Si lascia andare sull’erba e sente macchie d’umido cominciare ad allargarsi ovunque, sulla sua camicia, sui suoi jeans, rendendogli pesanti il corpo, i capelli, perfino i movimenti. Libano si puntella per terra e gli sale addosso, lo guarda come non riuscisse a capacitarsi di cosa sta vedendo, e Freddo schiude le gambe e lo accoglie fra le cosce senza dire una parola. Libano gli scivola addosso e contro e sopra e sotto, si muove svelto, Freddo si aggrappa ai suoi vestiti e si morde un labbro per non gemere mentre i loro bacini si strofinano l’uno contro l’altro, duri di desiderio indefinito e vago ma forte e sconvolgente.
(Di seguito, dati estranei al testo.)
PR #1950, opened 2024-08-01
ci: add Android job

mxinden:
Runs unit tests on Android emulator for both `x86` and `x86_64`.

---

Tracking issue: https://github.com/quinn-rs/quinn/issues/1778

Foundation to test https://github.com/quinn-rs/quinn/issues/1947.

PR #1964, opened 2024-08-10
fix(udp): use libc::recvmmsg on Android x86

### LINKED ISSUE #1947: `recvmmsg` is disallowed by seccomp on Android x86
#### What happened

We attempted switching Firefox Nightly to use `quinn-udp` for QUIC UDP I/O by default recently, though we had to roll back due to an error on Android x86. Investigating further, it seems like seccomp on Android x86 disallows `sendmsg` and `recvmmsg`. All details are in Bugzilla Bug [1910594](https://bugzilla.mozilla.org/show_bug.cgi?id=1910594) and [1910360](https://bugzilla.mozilla.org/show_bug.cgi?id=1910360#c5).

#### Reasoning

Looking at e.g. Android 13's [`SYSCALLS.TXT`](https://android.googlesource.com/platform/bionic/+/refs/tags/android-13.0.0_r83/libc/SYSCALLS.TXT) we can see support for `sendmsg` and `recvmmsg` on 64bit (`lp64`) and ARM:

```
# sockets
// [...]
ssize_t       __sendmsg:sendmsg(int, const struct msghdr*, unsigned int)  arm,lp64
// [...]
int           __recvmmsg:recvmmsg(int, struct mmsghdr*, unsigned int, int, const struct timespec*)   arm,lp64
```

While on x86, only the indirect calls through `socketcall` are allowed:

```
# sockets for x86. These are done as an "indexed" call to socketcall syscall.
// [...]
int           __sendmsg:socketcall:16(int, const struct msghdr*, unsigned int)  x86
// [...]
int           __recvmmsg:socketcall:19(int, struct mmsghdr*, unsigned int, int, const struct timespec*)   x86
```

#### Potential Solution

`libuv` has faced the same issue (see https://github.com/libuv/libuv/issues/2923). On x86 they use the indirect syscalls through `socketcall` (see https://github.com/libuv/libuv/pull/2925).

#### Historical context

The above might be due to historical reasons:

> On x86-32, socketcall() was historically the only entry point for
       the sockets API.  However, starting in Linux 4.3, direct system
       calls are provided on x86-32 for the sockets API.

https://man7.org/linux/man-pages/man2/socketcall.2.html

---

I still have to investigate a bit before proposing a fix. Opening this issue early to track progress.

mxinden:
> On x86-32, socketcall() was historically the only entry point for
> the sockets API.  However, starting in Linux 4.3, direct system
> calls are provided on x86-32 for the sockets API.

https://man7.org/linux/man-pages/man2/socketcall.2.html

Androids x86 even goes as far as automatically dispatching advanced socket calls (e.g. `socket` or `recvmmsg`) through `socketcall` in its Bionic libc:

> For example, socket() syscall on i386 actually becomes:
> socketcall(__NR_socket, 1, *(rest of args on stack)).

https://android.googlesource.com/platform/bionic/+/refs/tags/android-vts-14.0_r5/libc/SYSCALLS.TXT#19

In addition Android enables seccomp filtering since Android 8:

https://android-developers.googleblog.com/2017/07/seccomp-filter-in-android-o.html

Currently `quinn-udp` calls `recvmmsg` directly on Android x86:

https://github.com/quinn-rs/quinn/blob/c0b1e281e3167d4f4c8496082cb1117c4a270ad8/quinn-udp/src/unix.rs#L447-L448

A direct `recvmmsg` through `libc::syscall(libc::SYS_recvmmsg` does not trigger the automatic Android x86 Bionic libc dispatch logic through `socketcall`, but instead calls the unimplemented `recvmmsg` syscall. Instead of triggering a `libc::ENOSYS`, seccomp disallows the call, thus leading to a panic of the application.

This commit changes `quinn-udp` to use `libc::recvmmsg` on Android x86, thus leveraging Bionic's automatic dispatch of `recvmmsg` through `socketcall`.

Note that this commit only uses `libc::recvmmsg` on Android x86, not any other Android or Linux variant. Thus quinn-udp would still support missing `libc::recvmmsg` on those systems. See https://github.com/quinn-rs/quinn/pull/1504.

---

Fixes #1947.

Problem itself and fix reproducible on Firefox CI. See e.g. [latest CI run](https://treeherder.mozilla.org/jobs?repo=try&revision=fe7f8ef18948611619d9a67bacb4fff7f7f66e87) `startup-x86`.

Still unable to reproduce via https://github.com/quinn-rs/quinn/pull/1950. I assume this is due to still using a 64bit toolchain when testing `x86`.

//CC @link2xt following up on https://github.com/quinn-rs/quinn/pull/1504, this might be of interest for you.

### DIFF
--- a/quinn-udp/src/unix.rs
+++ b/quinn-udp/src/unix.rs
@@ -447,7 +447,11 @@ unsafe fn recvmmsg_with_fallback(
     let flags = 0;
     let timeout = ptr::null_mut::<libc::timespec>();
 
-    #[cfg(not(any(target_os = "freebsd", target_os = "netbsd")))]
+    #[cfg(not(any(
+        target_os = "freebsd",
+        target_os = "netbsd",
+        all(target_os = "android", target_arch = "x86")
+    )))]
     {
         let ret =
             libc::syscall(libc::SYS_recvmmsg, sockfd, msgvec, vlen, flags, timeout) as libc::c_int;
@@ -462,6 +466,19 @@ unsafe fn recvmmsg_with_fallback(
     {
         #[cfg(target_os = "freebsd")]
         let vlen = vlen as usize;
+        let ret = libc::recvmmsg(sockfd, msgvec, vlen, flags, timeout) as libc::c_int;
+        if ret != -1 {
+            return ret;
+        }
+    }
+
+    // On Android x86 seccomp only allows `recvmmsg` dispatched through
+    // `socketcall`. The bionic libc implementation automatically dispatches
+    // `recvmmsg` through `socketcall` when calling `libc::recvmmsg`. Calling
+    // `SYS-recvmmsg` directly (i.e. `syscall(SYS_recvmmsg)`) does not dispatch
+    // through `socketcall` and is thus disallowed by seccomp.
+    #[cfg(all(target_os = "android", target_arch = "x86"))]
+    {
         let ret = libc::recvmmsg(sockfd, msgvec, vlen, flags, timeout) as libc::c_int;
         if ret != -1 {
             return ret;


djc (approved):

djc:
Thanks! If you'd like a release with this, please add a commit that bumps the version number

quinn-udp/src/unix.rs
```diff
@@ -468,6 +472,19 @@ unsafe fn recvmmsg_with_fallback(
...
     }
 
+    // On Android x86 seccomp only allows `recvmmsg` dispatched through
+    // `socketcall`. The bionic libc implementation automatically dispatches
+    // `recvmmsg` through `socketcall` when calling `libc::recvmmsg`. Calling
+    // `SYS-recvmmsg` directly (i.e. `syscall(SYS_recvmmsg)`) does not dispatch
+    // through `socketcall` and is thus disallowed by seccomp.
+    #[cfg(all(target_os = "android", target_arch = "x86"))]
+    {
+        let ret = libc::recvmmsg(sockfd, msgvec, vlen, flags, timeout) as libc::c_int;
```
Ralith, line 482: This looks identical to the *BSD call above. Should we fold them together?

mxinden:
Alternative implementation in https://github.com/quinn-rs/quinn/pull/1966. Let me know which way forward you prefer.

mxinden:
Closing here since https://github.com/quinn-rs/quinn/pull/1966 is merged and released. Thanks for taking a look!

Perde la testa quando Libano si solleva appena e si regge sulle ginocchia, afferrandolo per i fianchi. Gli lancia un’occhiata allarmata, Libano risponde con un’occhiata uguale, e allora Freddo chiude gli occhi, perché non può aspettarsi una risposta adesso, una risposta o una soluzione o qualsiasi altra cosa possa servirgli per rendere questo momento meno assurdo. Se lo tira contro, affonda il viso nell’incavo del suo collo e gli va incontro, e il Libanese se lo scopa così, da vestito, senza neanche entrargli dentro. Gli scivola addosso attraverso gli abiti, si fa sentire nonostante tutto così in profondità da dargli il capogiro. Gli morde il collo, inspira con forza l’odore della sua pelle, e Freddo gli incrocia le gambe dietro la schiena muovendosi svelto contro di lui perché vuole sentirlo venire, e non vuole più lasciarlo andare.
Scosso dai brividi dell’orgasmo, pochi secondi dopo il Libanese si accascia su di lui, ansante, i ricci umidi appiccicati alla pelle madida di sudore e di brina. Il vento della notte ha cominciato a spazzare le colline, l’erba canta tutta attorno a loro, e loro non la sentono, persi nel suono concitato dei loro respiri. Freddo continua a tenerlo stretto, le gambe attorno ai fianchi, le braccia attorno al collo. Si sente in imbarazzo, dopo un po’, ma le mani del Libanese stanno ancora chiuse come tenaglie attorno alla sua vita, perciò va bene provare ancora per qualche minuto se è possibile entrargli dentro e prendersi un posto lì, per restarci qualunque cosa accada.
Freddo lo sa che stare vicini non basta. Lo sa. Ma deve farselo bastare per forza.